Directions >> State the number of lines in these records that include the string "please", and say nothing more.

Entries taken from a collection >>
● ● ● ●

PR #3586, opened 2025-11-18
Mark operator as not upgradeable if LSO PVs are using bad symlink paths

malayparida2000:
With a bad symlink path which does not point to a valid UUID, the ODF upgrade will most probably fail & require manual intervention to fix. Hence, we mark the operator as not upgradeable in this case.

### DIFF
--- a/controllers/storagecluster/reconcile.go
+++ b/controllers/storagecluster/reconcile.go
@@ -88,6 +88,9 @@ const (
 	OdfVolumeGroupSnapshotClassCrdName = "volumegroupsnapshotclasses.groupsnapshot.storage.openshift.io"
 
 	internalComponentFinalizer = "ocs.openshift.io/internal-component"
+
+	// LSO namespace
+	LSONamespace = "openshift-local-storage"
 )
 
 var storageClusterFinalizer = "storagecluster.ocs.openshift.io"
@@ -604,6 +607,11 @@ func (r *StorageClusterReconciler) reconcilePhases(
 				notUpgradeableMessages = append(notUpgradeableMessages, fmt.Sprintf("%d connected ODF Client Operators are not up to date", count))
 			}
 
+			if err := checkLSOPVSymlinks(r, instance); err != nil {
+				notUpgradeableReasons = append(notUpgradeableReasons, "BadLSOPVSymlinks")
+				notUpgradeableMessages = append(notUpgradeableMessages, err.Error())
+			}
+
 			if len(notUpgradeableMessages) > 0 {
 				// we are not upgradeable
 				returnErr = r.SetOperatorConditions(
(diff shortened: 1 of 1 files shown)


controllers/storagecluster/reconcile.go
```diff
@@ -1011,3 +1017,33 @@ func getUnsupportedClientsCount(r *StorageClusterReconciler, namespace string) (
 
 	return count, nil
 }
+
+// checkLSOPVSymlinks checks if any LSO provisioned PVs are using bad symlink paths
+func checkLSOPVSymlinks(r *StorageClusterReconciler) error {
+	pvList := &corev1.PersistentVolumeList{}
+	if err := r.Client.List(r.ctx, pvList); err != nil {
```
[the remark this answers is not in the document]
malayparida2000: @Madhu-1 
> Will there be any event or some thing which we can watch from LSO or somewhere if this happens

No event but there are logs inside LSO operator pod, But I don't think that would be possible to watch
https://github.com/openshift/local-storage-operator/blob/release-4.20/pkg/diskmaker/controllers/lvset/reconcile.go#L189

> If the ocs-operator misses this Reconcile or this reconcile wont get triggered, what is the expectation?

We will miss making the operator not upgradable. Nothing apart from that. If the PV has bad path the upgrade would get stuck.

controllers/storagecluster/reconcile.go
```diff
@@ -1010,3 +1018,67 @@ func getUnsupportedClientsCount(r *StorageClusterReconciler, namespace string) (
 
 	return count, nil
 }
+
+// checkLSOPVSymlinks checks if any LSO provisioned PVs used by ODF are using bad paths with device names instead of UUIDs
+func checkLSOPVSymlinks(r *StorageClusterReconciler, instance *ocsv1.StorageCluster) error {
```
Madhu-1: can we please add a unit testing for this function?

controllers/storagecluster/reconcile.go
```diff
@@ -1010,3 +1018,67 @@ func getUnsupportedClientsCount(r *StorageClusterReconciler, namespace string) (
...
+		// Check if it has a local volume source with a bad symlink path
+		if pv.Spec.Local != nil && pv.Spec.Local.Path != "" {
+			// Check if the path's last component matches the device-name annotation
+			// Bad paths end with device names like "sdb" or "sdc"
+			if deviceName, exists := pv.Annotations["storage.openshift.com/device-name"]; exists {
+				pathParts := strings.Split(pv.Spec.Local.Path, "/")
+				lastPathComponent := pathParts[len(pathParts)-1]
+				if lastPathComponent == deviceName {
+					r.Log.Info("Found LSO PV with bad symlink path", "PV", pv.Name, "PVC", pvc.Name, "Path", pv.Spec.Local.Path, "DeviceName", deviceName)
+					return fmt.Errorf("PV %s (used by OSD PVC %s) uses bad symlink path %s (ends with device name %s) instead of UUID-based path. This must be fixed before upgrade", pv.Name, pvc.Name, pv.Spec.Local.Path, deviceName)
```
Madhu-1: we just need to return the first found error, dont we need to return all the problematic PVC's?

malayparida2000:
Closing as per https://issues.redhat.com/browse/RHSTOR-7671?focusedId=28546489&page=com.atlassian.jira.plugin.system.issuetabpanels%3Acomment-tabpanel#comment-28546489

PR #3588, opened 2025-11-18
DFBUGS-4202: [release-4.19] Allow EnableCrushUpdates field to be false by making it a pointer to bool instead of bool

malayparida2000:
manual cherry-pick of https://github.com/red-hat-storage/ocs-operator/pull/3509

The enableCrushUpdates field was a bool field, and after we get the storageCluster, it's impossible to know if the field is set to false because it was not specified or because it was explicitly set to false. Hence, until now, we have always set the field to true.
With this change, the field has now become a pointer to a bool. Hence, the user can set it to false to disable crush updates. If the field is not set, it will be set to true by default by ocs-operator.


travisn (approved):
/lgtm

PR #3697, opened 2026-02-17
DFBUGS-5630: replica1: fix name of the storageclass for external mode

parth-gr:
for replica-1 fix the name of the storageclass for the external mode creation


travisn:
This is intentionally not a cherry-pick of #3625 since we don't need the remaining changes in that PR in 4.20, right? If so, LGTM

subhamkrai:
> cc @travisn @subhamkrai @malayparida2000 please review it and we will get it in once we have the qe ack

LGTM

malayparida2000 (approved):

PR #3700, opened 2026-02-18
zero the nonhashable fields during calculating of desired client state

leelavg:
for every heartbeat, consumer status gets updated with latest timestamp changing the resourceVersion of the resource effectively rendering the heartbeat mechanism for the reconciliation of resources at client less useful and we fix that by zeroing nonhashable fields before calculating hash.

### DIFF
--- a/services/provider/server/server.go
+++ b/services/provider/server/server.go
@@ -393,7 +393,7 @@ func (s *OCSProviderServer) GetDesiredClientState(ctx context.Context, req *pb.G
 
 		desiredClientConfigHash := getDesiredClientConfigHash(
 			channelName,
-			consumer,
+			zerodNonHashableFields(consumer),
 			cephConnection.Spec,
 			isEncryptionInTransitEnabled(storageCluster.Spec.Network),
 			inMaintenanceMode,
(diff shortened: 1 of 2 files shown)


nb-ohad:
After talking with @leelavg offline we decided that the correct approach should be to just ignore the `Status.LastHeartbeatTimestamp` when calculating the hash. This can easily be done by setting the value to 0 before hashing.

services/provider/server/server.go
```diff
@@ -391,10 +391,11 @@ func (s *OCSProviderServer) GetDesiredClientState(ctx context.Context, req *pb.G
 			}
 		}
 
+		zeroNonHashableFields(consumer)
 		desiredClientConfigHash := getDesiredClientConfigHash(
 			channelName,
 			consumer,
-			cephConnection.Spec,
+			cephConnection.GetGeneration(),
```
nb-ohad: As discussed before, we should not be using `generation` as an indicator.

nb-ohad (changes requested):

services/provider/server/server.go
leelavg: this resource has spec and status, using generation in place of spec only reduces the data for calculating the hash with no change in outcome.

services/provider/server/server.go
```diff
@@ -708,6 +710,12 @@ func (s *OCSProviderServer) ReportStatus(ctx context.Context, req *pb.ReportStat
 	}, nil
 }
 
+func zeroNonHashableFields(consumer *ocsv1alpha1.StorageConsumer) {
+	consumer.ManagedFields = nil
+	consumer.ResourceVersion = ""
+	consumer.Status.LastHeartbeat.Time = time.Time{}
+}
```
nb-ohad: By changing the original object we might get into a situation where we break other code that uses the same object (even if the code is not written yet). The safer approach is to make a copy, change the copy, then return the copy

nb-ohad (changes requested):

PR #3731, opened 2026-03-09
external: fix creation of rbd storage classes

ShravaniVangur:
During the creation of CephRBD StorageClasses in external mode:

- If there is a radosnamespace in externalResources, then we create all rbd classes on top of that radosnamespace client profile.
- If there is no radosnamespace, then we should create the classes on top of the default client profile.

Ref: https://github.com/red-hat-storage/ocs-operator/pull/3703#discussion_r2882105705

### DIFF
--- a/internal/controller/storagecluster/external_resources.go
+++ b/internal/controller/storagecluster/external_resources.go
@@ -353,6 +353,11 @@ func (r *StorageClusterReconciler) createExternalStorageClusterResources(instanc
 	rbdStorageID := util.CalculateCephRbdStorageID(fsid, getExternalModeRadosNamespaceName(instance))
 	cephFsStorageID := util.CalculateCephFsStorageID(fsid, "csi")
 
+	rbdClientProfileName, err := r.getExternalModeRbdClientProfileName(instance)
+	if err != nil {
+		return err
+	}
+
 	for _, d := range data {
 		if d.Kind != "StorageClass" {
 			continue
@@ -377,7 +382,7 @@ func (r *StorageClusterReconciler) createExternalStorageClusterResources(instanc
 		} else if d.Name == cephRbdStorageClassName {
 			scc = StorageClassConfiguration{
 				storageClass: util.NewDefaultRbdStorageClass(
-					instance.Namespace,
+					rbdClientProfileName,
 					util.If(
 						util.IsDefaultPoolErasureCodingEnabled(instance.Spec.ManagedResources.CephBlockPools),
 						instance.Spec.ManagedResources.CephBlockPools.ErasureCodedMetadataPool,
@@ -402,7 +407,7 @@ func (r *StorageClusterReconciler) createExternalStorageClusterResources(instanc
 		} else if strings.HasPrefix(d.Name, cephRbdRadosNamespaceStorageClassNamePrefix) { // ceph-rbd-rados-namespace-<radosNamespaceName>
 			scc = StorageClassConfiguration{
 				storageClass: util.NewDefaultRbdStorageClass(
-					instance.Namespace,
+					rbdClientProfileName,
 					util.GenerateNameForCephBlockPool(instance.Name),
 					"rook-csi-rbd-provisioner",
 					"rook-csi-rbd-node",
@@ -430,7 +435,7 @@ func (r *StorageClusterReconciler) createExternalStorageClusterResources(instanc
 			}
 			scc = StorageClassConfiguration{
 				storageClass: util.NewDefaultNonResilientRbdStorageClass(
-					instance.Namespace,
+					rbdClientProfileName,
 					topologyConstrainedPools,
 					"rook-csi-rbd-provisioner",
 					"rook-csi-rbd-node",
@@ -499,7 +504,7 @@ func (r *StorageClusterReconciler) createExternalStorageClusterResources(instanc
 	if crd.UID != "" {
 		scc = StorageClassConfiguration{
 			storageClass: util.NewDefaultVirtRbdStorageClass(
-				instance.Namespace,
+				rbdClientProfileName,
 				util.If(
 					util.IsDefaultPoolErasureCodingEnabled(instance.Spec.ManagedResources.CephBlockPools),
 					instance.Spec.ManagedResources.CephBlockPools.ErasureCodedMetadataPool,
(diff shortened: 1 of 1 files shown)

● ● ● ●

Solution to this problem >> 2